PR #269, opened 2015-01-07
Remove hardcoded minimum birth year in patient register/edit forms

jmcameron:
Added a global value for the minimum patient DOB in the util service:    util.minimumPatientDate.

Updated DOB year-out-of-range error message to include tokens for <min> and <max> which are replaced in the form controller code.

Updated patient register/edit forms to use util.minimumPatientDate and eliminate any hardcoded dates in the form html and controller code.

### DIFF
--- a/client/src/partials/patient_registration/patient.js
+++ b/client/src/partials/patient_registration/patient.js
@@ -12,12 +12,14 @@ angular.module('bhima.controllers')
   'uuid',
   function ($scope, $q, $location, $translate, connect, messenger, validate, appstate, util, uuid) {
 
-    var dependencies = {};
-    var defaultBirthMonth = '06-01';
+    var dependencies = {},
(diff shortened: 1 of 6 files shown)


client/src/partials/patient_registration/patient.js
```diff
@@ -131,18 +140,24 @@ angular.module('bhima.controllers')
...
       }
 
-      if (extractYear) {
+      if (yearOfBirth) {
+
+	// NOTE: The following checks on the yearOfBirth are never executed with
+	//       the html5+angular date input field since the form value becomes
+	//       undefined when invalid and is caught by the previous check.
+	//       Leaving them in as a precaution in case the input form behavior
+	//       changes in the future.
```
jniles: This is a really clean message.  Thanks for taking the investment time to produce quality code.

———

**EXERCISE DETAILS**
Give the material again in full, exactly as it appears above.

**WORKED SOLUTION**
PR #269, opened 2015-01-07
Remove hardcoded minimum birth year in patient register/edit forms

jmcameron:
Added a global value for the minimum patient DOB in the util service:    util.minimumPatientDate.

Updated DOB year-out-of-range error message to include tokens for <min> and <max> which are replaced in the form controller code.

Updated patient register/edit forms to use util.minimumPatientDate and eliminate any hardcoded dates in the form html and controller code.

### DIFF
--- a/client/src/partials/patient_registration/patient.js
+++ b/client/src/partials/patient_registration/patient.js
@@ -12,12 +12,14 @@ angular.module('bhima.controllers')
   'uuid',
   function ($scope, $q, $location, $translate, connect, messenger, validate, appstate, util, uuid) {
 
-    var dependencies = {};
-    var defaultBirthMonth = '06-01';
+    var dependencies = {},
(diff shortened: 1 of 6 files shown)


client/src/partials/patient_registration/patient.js
```diff
@@ -131,18 +140,24 @@ angular.module('bhima.controllers')
...
       }
 
-      if (extractYear) {
+      if (yearOfBirth) {
+
+	// NOTE: The following checks on the yearOfBirth are never executed with
+	//       the html5+angular date input field since the form value becomes
+	//       undefined when invalid and is caught by the previous check.
+	//       Leaving them in as a precaution in case the input form behavior
+	//       changes in the future.
```
jniles: This is a really clean message.  Thanks for taking the investment time to produce quality code.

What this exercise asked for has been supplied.